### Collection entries
PR #349, opened 2020-07-14
feat(frontend): rework Nodes pages

### LINKED ISSUE #339: Rework Validators page
Validators page should provide info about all validators not just validators that are currently reporting telemetry validators. Telemetry should just augment information from `validators` RPC (accessible via `provider.validators()`).

Additionally, there should be information about epoch progress on the top (similar to main page dashboard), avg. block time, total amount of stake, current stake price.

Also in the list of validators show ones that are going to be kickedout in the next epoch / new coming and also upcoming proposals. This can be shown in the single list indicating with color and icons on the status.

A really nice UI: http://solanabeach.io/

Specifically for epoch progress:
Screen Shot 2020-06-26 at 10 22 22 AM

For listing validators and their stake distribution:
Screen Shot 2020-06-26 at 10 22 57 AM

icerove:
fix #339 
- [x] 1. change  the query method for validators.
- [x] 2. delete the pagination for node page and validator page.
- [x] 3. change page into validators page and online nodes page.
- [x] 4. change dash board node explanation to total validating nodes and total online nodes.
- [x] 5. add proposal table and display kickout nodes table.
- [x] 6. add test for new components


frontend/src/components/nodes/Nodes.tsx
```diff
@@ -2,60 +2,62 @@ import React from "react";
...
+    if (this.props.role === "online-nodes") {
+      let onlineNodes = await this.getNonValidatingNodes();
+      this.setState({ onlineNodes });
+    }
   };
 
   componentDidUpdate(prevProps: any) {
     if (this.props.role !== prevProps.role) {
-      this.autoRefreshNodes = autoRefreshHandler(Nodes, this.config);
+      this.getNodes();
```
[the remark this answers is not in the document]
icerove: I remember we discuss this before and the answer is delete the auto refresh somehow. However, if you re think we need auto refresh, here are two methods:
1. use pub  and lib since I actually make this in the PR 
2. write the auto refresh logic in this component

icerove:
this PR is not finished, why do you approve now? need at least add kickout and proposal table in the node page. @frol

frol:
@icerove I suggest we add those extra pages in separate PRs. WDYT?

frontend/src/components/nodes/Nodes.tsx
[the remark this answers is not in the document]
frol: I find it confusing to see `last seen X minutes ago` if I keep the tab open for a while, so this needs to be resolved one way or another. I leave the implementation detail decision on you. Let me know if you need to brainstorm it (keep in mind that some nodes may go offline and back online, and new ones can get online after an initial page load, etc).

icerove:
I am sorry, I do not read your last comment and already add  proposal table to it.

frontend/src/components/nodes/NodeNav.tsx
```diff
@@ -66,21 +66,66 @@ export default class extends React.Component<Props, State> {
...
+            >
+              <Col className="node-selector align-self-center">
+                {nodeStats
+                  ? `${nodeStats.proposalsCount} Proposal-nodes`
+                  : `- Proposal-nodes`}
+              </Col>
+            </a>
+          </Link>
+        </Row>
+        <Row className="node-icon">
```
frol, line 98: I suggest we just add these hints inline, so the user can just hover over the circle on the left to the node id and read the hint.

frontend/src/components/nodes/Nodes.tsx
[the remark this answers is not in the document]
frol: @icerove this really needs to be addressed ^^^. Let me know if you want to do this in a separate PR or whatnot.

frontend/src/components/nodes/Nodes.tsx
```diff
@@ -1,61 +1,101 @@
...
+    }
+    if (onlineNodes && this.props.role === "online-nodes") {
+      nodes = onlineNodes.map((node: N.NodeInfo) => (
+        <NodeRow key={node.nodeId} node={node} />
+      ));
+    }
+    if (proposals && this.props.role === "proposals") {
+      nodes = proposals.map((node: N.Proposal) => (
+        <ProposalRow key={node.account_id} node={node} />
+      ));
```
frol, line 94: BTW, you have re-invented routing in this component :man_shrugging: 

It might make more sense to have different components and even different pages (I mean different files in `pages/nodes/` folder instead of `[role].jsx`)

frontend/src/components/nodes/Nodes.tsx
```diff
@@ -1,61 +1,101 @@
...
+      let nextValidators = nodes.next_validators;
+      let diffEpochValidators = VA.diffEpochValidators(
+        currentValidators,
+        nextValidators
+      );
+      console.log(diffEpochValidators);
+      let newValidators = this.signNewValidators(
+        diffEpochValidators.newValidators
+      );
+      this.signRemovedValidators(diffEpochValidators.removedValidators);
```
frol, line 54: From the call-sight, it seems that these two methods operate differently while they are almost identical. If you need to change the objects in place, I suggest you do that instead of making an illusion that a new array is returned from `signNewValidators`.

```suggestion
      const { newValidators, removedValidators } = nearApi.validators.diffEpochValidators(
        currentValidators,
        nextValidators
      );
      this.signNewValidators(newValidators);
      this.signRemovedValidators(removedValidators);
```

frontend/src/components/nodes/Nodes.tsx
icerove: will make them different page

icerove:
for auto refresh nodes, I want to make a separate PR to work.

frontend/src/components/nodes/Nodes.tsx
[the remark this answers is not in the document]
icerove: in a seperate PR

frontend/src/components/nodes/Proposals.tsx
```diff
@@ -0,0 +1,37 @@
...
+    let nodes;
+    if (proposals) {
+      nodes = proposals.map((node: N.Proposal) => (
+        <ProposalRow key={node.account_id} node={node} />
+      ));
+    }
+    if (!nodes) {
+      return <PaginationSpinner hidden={false} />;
+    }
+    return <>{nodes}</>;
```
frol, line 35: This can be simplified to (please, update the other components accordingly):

```suggestion
    if (!proposals) {
      return <PaginationSpinner hidden={false} />;
    }
    return <>
      {proposals.map((node: N.Proposal) => (
        <ProposalRow key={node.account_id} node={node} />
      ))}
    </>;
```

frontend/src/components/nodes/ValidatorRow.tsx
```diff
@@ -0,0 +1,235 @@
...
+      <RpcConsumer>
+        {(context) => (
+          <Row className="node-row mx-0">
+            <Col md="auto" xs="1" className="pr-0">
+              {node.new ? (
+                <OverlayTrigger
+                  placement={"right"}
+                  overlay={
+                    <Tooltip id="new">
+                      next epoch upcoming validating nodes
```
frol, line 55: @kcole16 may I ask you to bikeshed the wording in the tooltips (search for `<Tooltip`) here? They are visible on the ["Validation Nodes" page](https://near-explorer-frontend-pr-349.onrender.com/nodes/validators) when you hover over the green (and other colors) dots on the left from the node ID:

image

frontend/src/libraries/explorer-wamp/nodes.ts
```diff
@@ -15,72 +15,68 @@ export interface NodeInfo {
...
+  async getOnlineNodes() {
     try {
       let nodes = await this.call<NodeInfo[]>("select", [
         `SELECT ip_address as ipAddress, moniker, account_id as accountId, node_id as nodeId, signature, 
           last_seen as lastSeen, last_height as lastHeight, last_hash as lastHash,
           agent_name as agentName, agent_version as agentVersion, agent_build as agentBuild,
           peer_count as peerCount, is_validator as isValidator, status
               FROM nodes
-              ${whereClause}
+             WHERE last_seen > (strftime('%s','now') - 60) * 1000
```
frol, line 53:
```suggestion
              WHERE last_seen > (strftime('%s','now') - 60) * 1000
```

### TASK DESCRIPTION
Return only the number of lines in the preceding records that contain the string "make".

### OUTPUT OF THE TASK
4